Голубятня была пустая, только ветер гонял по углам пыль, листья и сухой птичий помет. Вдоль стены располагались двенадцать насестов, но я не увидела ни клеток, ни ящиков с травой, чтобы птицы могли вить гнезда. Окно было открыто и зафиксировано палочкой-держателем. В нем единственном сохранились стекла. Будто голубятня ждала, когда ее обитатели вернуться.

Я припомнила, что голубятня в глухие века средневековья была привилегией дворянства. Поэтому мне показалось вдвойне странным, что мельник Бриско устроил голубятню возле своего дома. Хотел похвастаться достатком?

- А где голуби, мамаша? – крикнула я сверху.

- Не было голубей, - ответила старуха, задрав голову. – Бриско не успел их завести.

Не успел завести, а птичий помет по углам откуда? Может, дикие птицы залетали? Но зачем тогда держать открытым окно? Не найдя ответ для этой загадки, я спустилась на землю, и мы с Жонкелией отправились в огород.

Голубятня стояла позади всех построек, у самой кромки леса, а огород старуха разбила рядом с мельницей, чтобы легче было таскать на грядки ил для удобрения и воду для поливки.

Честно говоря, более жалкого огорода мне ещё видеть не приходилось. На кривых длинных грядках уныло торчали зеленые перья репчатого лука. Я вырвала пару головок – крупные, но тот самый сорт, который горький и острый. Лучше бы посадили что-то вроде сладкого крымского лука. Его хотя бы можно есть просто с хлебом. А этот лук хорош только для приправы мяса.

Больше в огороде ничего не уродилось, а что было – Жонкелия с моей предшественницей выдрали до последнего корнеплодика. И свеклу, и репу, и капусту.

- Да, не густо с урожаем, - признала я, оглядывая грядки. – И как вы планировали протянуть на таких запасах зиму?

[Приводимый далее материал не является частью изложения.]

PR #920, opened 2017-08-10
Reduce time to DOMContentLoaded by loading the javascript asynchronously

alubbe:
Because of the serverside rendering, there is no reason to wait for the entire JS to be downloaded, parsed and executed before rendering the site on the client. Adding `async` is the current best practice to achieve that.

Using `async` in dev has no effect on the development experience as far as I can tell. The CSS is already flashing on each reload and the load times are the same. So strictly speaking, it would be enough to add `async` to production only, but I prefer to have the dev env be as similar to the prod env, so that bugs and race conditions can be discovered there.

### DIFF
--- a/server/render/static-assets/dev.js
+++ b/server/render/static-assets/dev.js
@@ -1,6 +1,6 @@
 import { GOOGLE_ANALYTICS_ID } from '../../../config/env';
 
-const createAppScript = () => '<script type="text/javascript" charset="utf-8" src="/assets/app.js"></script>';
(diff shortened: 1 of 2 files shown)


alubbe:
Also, feel free to squash these commits - I made these changes on the github edit interface where I can't fit more than one file into a commit :)

ZeroCho:
LGTM! I've already put that `async` in production.(my blog).

One caution for future visiters: Do not put async in `vendor.js` if you have it(the result of CommonsChunkWebpackPlugin). If both vendor.js and app.js are async, problems can happen.

choonkending:
Thanks @alubbe

PR #937, opened 2018-01-17
Add the user's cookie to Axios for pre-render fetching

tomanagle:
This is in response to #435 and #225 - where the user's session is not available to the server for pre-render data fetching. 

## Problem 
Data fetching happens before the response if sent to the user. This means that the request is coming from the server, to the server. These queries may need access to req.user, which is not available because the request has come from the server. 

## Solution
Add the user's session cookie to axios.defaults.headers.common.Cookie so passport can deserialize the user, giving access to req.user. 

## Test
Add console.log('User from request', req.user) to the all function in  /controller/topics/
Log into the application
See that the user has been attached to the request object

I also added the sessionID to the secrets file. This is because the user may change the name of this in the cookie declaration and this solution will no longer work. Adding it to a centralised location means the user can change the name of the session cookie and it will be changed everywhere that it is used.

### DIFF
--- a/config/secrets.js
+++ b/config/secrets.js
@@ -8,3 +8,5 @@ export const google = {
   callbackURL: process.env.GOOGLE_CALLBACK || '/auth/google/callback'
 };
 
+/* To make sure everything referencing the session ID knows what it is called */
+export const sessionId = 'sid';
--- a/server/init/express.js
+++ b/server/init/express.js
@@ -14,86 +14,86 @@ import { DB_TYPE, ENV } from '../../config/env';
 import { session as dbSession } from '../db';
 
 export default (app) => {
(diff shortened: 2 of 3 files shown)


slavab89:
First of all, thank you very much for the PR.
This can come instead of the PR https://github.com/reactGo/reactGo/pull/577.
Seems ok to me. Would you mind fixing the indentations though? I believe you have only 1 space of indentation set..? while our eslint (which uses airbnb is using 2 spaces

tomanagle:
Hi Slava, 

The spacing has been corrected to match eslint. 

Thank you
Tom

GGAlanSmithee:
Great work @tomanagle lgtm

PR #945, opened 2018-03-04
Upgrade packages

sebastianrjay:


sebastianrjay:
@slavab89 I've added `babel-polyfill`, as requested

slavab89:
@sebastianrjay Thanks a lot for the update! However i dont believe that the project will run.
Upgrading to webpack 4, dev-middleware etc is a breaking change that will require quite a few code changes in the config and the initialization code itself - something that is better to do in a different PR (i hope to get to it this weekend).
Moreover, you've added babel-polyfill but i dont see its usage in the project.

I suggest to try and update only patch/minor versions in the PR (with small relevant code changes) and not change major package changes, those better go into their own PR

sebastianrjay:
@slavab89 Did you try running the project? It runs for me with no issues.

If you are unable to run it, make sure the MongoDB driver is running in its own terminal tab (started via `mongod`). Then, run `rm -rf node_modules` and then `yarn && yarn dev`. (You will need to install [yarn](https://github.com/yarnpkg/yarn) if not already installed.)

> The upgrade to react 16 seems to have some requirements:
https://reactjs.org/blog/2017/09/26/react-v16.0.html#javascript-environment-requirements
which currently are not in the project (The easiest way is to include babel-polyfill)

> Moreover, you've added babel-polyfill but i dont see its usage in the project.

Do you want `babel-polyfill` in the project or not? I agree that it may not be necessary.

slavab89:
You are right, i'm sorry. I did not try to run this and it does run and seems to work
When i tried running it i got the following message:
```
WARNING in configuration
The 'mode' option has not been set. Set 'mode' option to 'development' or 'production' to enable defaults for this environment
```
On the client side i got:
```
react-dom.development.js:11524 Warning: render(): Calling ReactDOM.render() to hydrate server-rendered markup will stop working in React v17. Replace the ReactDOM.render() call with ReactDOM.hydrate() if you want React to attach to the server HTML.
```

Regarding the babel-polyfill that i've written before, something similar to (not sure about the event-source though): https://github.com/reactGo/reactGo/pull/808

PR #957, opened 2018-09-07
Remove unneeded path to bin

vikr01:
Assuming the `node_modules` is in the root of the project is not a good idea. In certain scenarios, like `yarn` `workspaces`, the `node_modules` could get hoisted up. The script will work the same without the path specification.

### DIFF
--- a/package.json
+++ b/package.json
@@ -5,7 +5,7 @@
   "repository": "https://github.com/choonkending/react-webpack-node",
   "main": "index.js",
   "scripts": {
-    "sequelize": "node_modules/.bin/sequelize",
+    "sequelize": "sequelize",
     "lint": "eslint --ext .js,.jsx app server",
     "lint:fix": "eslint --ext .js,.jsx app server --fix",
     "clean": "rimraf public && rimraf compiled",


GGAlanSmithee:
@vikr01 thanks for your contribution! But doesn't this require `sequelize` to be installed globally? I think I've had some issues with this in some situations, like when using a docker container for example. Is this safe for heroku and similar platforms?

amilajack:
By default, npm will search for `./node_modules/.bin/sequelize`. If it doesn't exist, it will fallback to global installation.

GGAlanSmithee:
@amilajack thanks for the clarification. I guess `yarn` also takes the above-mentioned `workspaces` into consideration in it's lookup algorithm, so should probably be safe to merge this.

I do have some anecdotal "evidence" that there have been problems with not explicitly specifying the path to `node_modules/bin` in my case when using a docker-based workspace (cloud9), but it could more then likely be a user error :) Will give it a few days for any additional input, then merge.

GGAlanSmithee:
thanks for your contribution @vikr01 tested locally and seems to fine.

PR #312, opened 2026-09-16
Keep monitored RVC4 DAI benchmarks on one device

rolandocortez:
## Summary

When an RVC4 DAI benchmark ran with device monitoring enabled and no explicit device was selected, DepthAI and the monitor could independently choose devices. This could make the benchmark run on one RVC4 while monitoring another.

This change resolves the automatic RVC4 target once for monitored DAI runs, then passes the same resolved target to both the DepthAI benchmark and the device monitor.

Explicit device selection is preserved, unmonitored DAI keeps DepthAI auto-selection, and SNPE benchmarking is unchanged.

## Tests

- Added regression tests for monitored DAI same-device selection and unmonitored DAI auto-selection
- Targeted unit tests pass
- Repository `prek` hooks pass
- Verified on hardware that the resolved DepthAI and monitor targets match

## Summary by CodeRabbit

- **Bug Fixes**
  - Improved automatic device selection for monitored benchmarks when no device address is configured.
  - Ensured benchmarking and device monitoring consistently use the same connected device.
  - Preserved automatic device selection for benchmarks that do not use monitoring, avoiding unnecessary device targeting.
  - Added clearer handling when no compatible device is available.


modelconverter/platforms/rvc4/benchmark.py
```diff
@@ -88,6 +91,24 @@ class InputSpec(BaseModelExtraForbid):
 }
 
 
+def _get_first_rvc4_device_info() -> dai.DeviceInfo:
```
klemen1999, line 94: Nitpick: Let's put these functions below class definition

klemen1999 (approved):
Generally LGTM

modelconverter/platforms/rvc4/benchmark.py
rolandocortez: Addressed in [1fab8ee](https://github.com/luxonis/modelconverter/pull/312/commits/1fab8ee0e63a2f992af3b8dc487ae89b2762eb94)

PR #158, opened 2016-11-16
C matrices

JoostJM:
Implement C for calculation of matrices
Currently supports:
- GLCM
- GLSZM

This greatly improves processing speed, while still keeping an all-python option available  (currently enabled by setting `radiomics.debugging` to `True`.

Also included automatic linking and compiling to setup script. Needs additional package (`cython`) to work, but is now also included in setup script (if not installed, setup script installs it without error).

Lastly, added a new test, where the python generated matrices are compared to the C generated matrices for all test cases. No features are calculated here, but matrices are assessed element wise (maximum difference for any element is 1e-3, this is due to small machine precision errors possible in NGTDM).


JoostJM:
@jcfr I updated my scikit-build and cmake on my computer at work, but I am still getting errors. It's an unresolved external reference error in the load-function of numpy (only fails when compiling with cmake though). Here is a section the setup output, do you know whats going wrong?

image

jcfr:
@JoostJM  Note that I started to rebase and re-organized commits. I will follow up with some update.

jcfr:
@JoostJM  Here is what I have so far: https://github.com/Radiomics/pyradiomics/tree/c-matrices-rebased-jcfr

I squashed together changes that made sense. Still need some work.

Would be nice to integrate separately all changes that are not specific to C implementation. 

For example: https://github.com/Radiomics/pyradiomics/commit/f6b77ed991095240a44af0e9d40fbe2e166e7ffe

jcfr:
Closing. This is superseded by #200

PR #175, opened 2017-01-04
fix incorrectly hardcoded label when calculating volume

haarburger:
This fixes an incorrectly hardcoded label that causes the calculation of features for labels != 1 to fail.

@JoostJM, unfortunately, I can't mention the whole team as suggested in the contribution guidelines.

Жонкелия посмотрела на меня хмуро, и я со вздохом переиначила вопрос:

- Что есть-то собирались зимой?

- Что есть – то и собирались, - огрызнулась она.

- У вас курятника нет, одна крыша, - сказала я. – Зимы здесь холодные? Не боитесь, что курицы передохнут?

- Куриц забрали бы домой.

- Вот уж нет, - отрезала я. – Не хватало ещё куриц дома. Устроим их в голубятне. Лазать туда, конечно, не очень удобно, но можно поставить жаровню, будет тепло. Может, куры даже зимой станут нестись.

Глава 4. Крутись, крутись колесо

Мне стоило больших трудов убедить Жонкелию не отдавать деньги графу, а приберечь серебряник на хозяйственные нужды. Но в конце концов старуха смирилась, когда я пригрозила, что прыгну обратно в озеро, и тогда она не увидит мельницы, как своих ушей.

Как могла, я привела себя в порядок, но расчесать волосы плохоньким щербатым деревянным гребнем так и не смогла. Башмаки у Эдит тоже были протоптаны до дыр, а платье хоть и выстиранное, но больше подходило какой-нибудь замарашке.

Ладно, на первый раз сойдет и так. Я была уверена, что Эдит в Тихом Омуте видели ещё и не в таком жалком виде – если она зимой босиком удирала из дома. Потом что-нибудь придумаю, а пока надо хоть немного освоиться в этом незнакомом и странном мире.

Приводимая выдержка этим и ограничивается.